Artinian and Non-Artinian Local Cohomology Modules

http://dx.doi.org/10.4153/CMB-2011-042-5
Canad. Math. Bull. 54(2011), 619-629

  Published:2011-03-11
 Printed: Dec 2011

Let $M$ be a finite module over a commutative noetherian ring $R$. For ideals $\mathfrak{a}$ and $\mathfrak{b}$ of $R$, the relations between cohomological dimensions of $M$ with respect to $\mathfrak{a}, \mathfrak{b}$, $\mathfrak{a}\cap\mathfrak{b}$ and $\mathfrak{a}+ \mathfrak{b}$ are studied.
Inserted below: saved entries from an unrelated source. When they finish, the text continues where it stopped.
PR #2868, opened 2021-10-27
Rewind Wordnet data file after each lookup

### LINKED ISSUE #2867: Rewind Wordnet data files?
Before the recent merge of #2860, _wordnet.get_version()_ would fail whenever a read had already occurred from the _data.adj_ file:

> import nltk
> from nltk.corpus import wordnet as wn
> print(wn.get_version())

3.0

> print(wn.synset_from_pos_and_offset('a',1740))

Synset('able.a.01')

> print(wn.get_version())

None

The cause of the problem is that _synset_from_pos_and_offset_ goes to a given offset in a data file, reads a line, and stays there. This function is called all the time by other functions in the wordnet module. For ex., in wordnet.doctest, _synset_from_pos_and_offset_ is called indirectly over 10,000 times. 

But now that _get_version_ ensures that reading the data.adj starts at byte offset 0, it probably doesn't matter anywhere else, because there may not be another function that needs to read from the beginning of the data file.

It might be safer to add _data_file.seek(0)_ at the end of _synset_from_pos_and_offset_, but I am not sure that it is worth the additional processing. On the other hand, seek(0) is so cheap an operation that the time penalty would hardly be noticeable.

ekaf:
This fixes #2867. Rewinding Wordnet data files after each lookup may not be absolutely necessary, but it is safer.

### DIFF
--- a/nltk/corpus/reader/wordnet.py
+++ b/nltk/corpus/reader/wordnet.py
@@ -1423,6 +1423,7 @@ class WordNetCorpusReader(CorpusReader):
             raise WordNetError(
                 f"No WordNet synset found for pos={pos} at offset={offset}."
             )
+        data_file.seek(0)
         return synset
 
     @deprecated("Use public method synset_from_pos_and_offset() instead")


tomaarsen (approved):
Looks great to me. This seems to be the only occurrence of `seek` other than in `get_version`. I'm all in favor of setting the file pointer back at the starting position like this. I'll give others a few days to comment on this in case they have something to add.
Thanks @ekaf!

stevenbird:
Thanks @ekaf

PR #3304, opened 2024-08-16
Add doctests in data.py

ekaf:
This PR complements #3302, by adding switch_ functions with doctests for all the remaining pickles, in order to fully document the transition away from the old pickled classes.


ekaf:
The many CI failures are not related to this PR, but are caused by the recent breaking change in the output order of all WordNet relations.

When $R$ is local, it is shown that $M$ is generalized Cohen-Macaulay if there exists an ideal $\mathfrak{a}$ such that all local cohomology modules of $M$ with respect to $\mathfrak{a}$ have finite lengths. Also, when $r$ is an integer such that $0\leq r< \dim_R(M)$, any maximal element $\mathfrak{q}$ of the non-empty set of ideals $\{\mathfrak{a} : \textrm{H}_\mathfrak{a}^i(M) $ is not artinian for some $ i, i\geq r \}$ is a prime ideal, and all Bass numbers of $\textrm{H}_\mathfrak{q}^i(M)$ are finite for all $i\geq r$.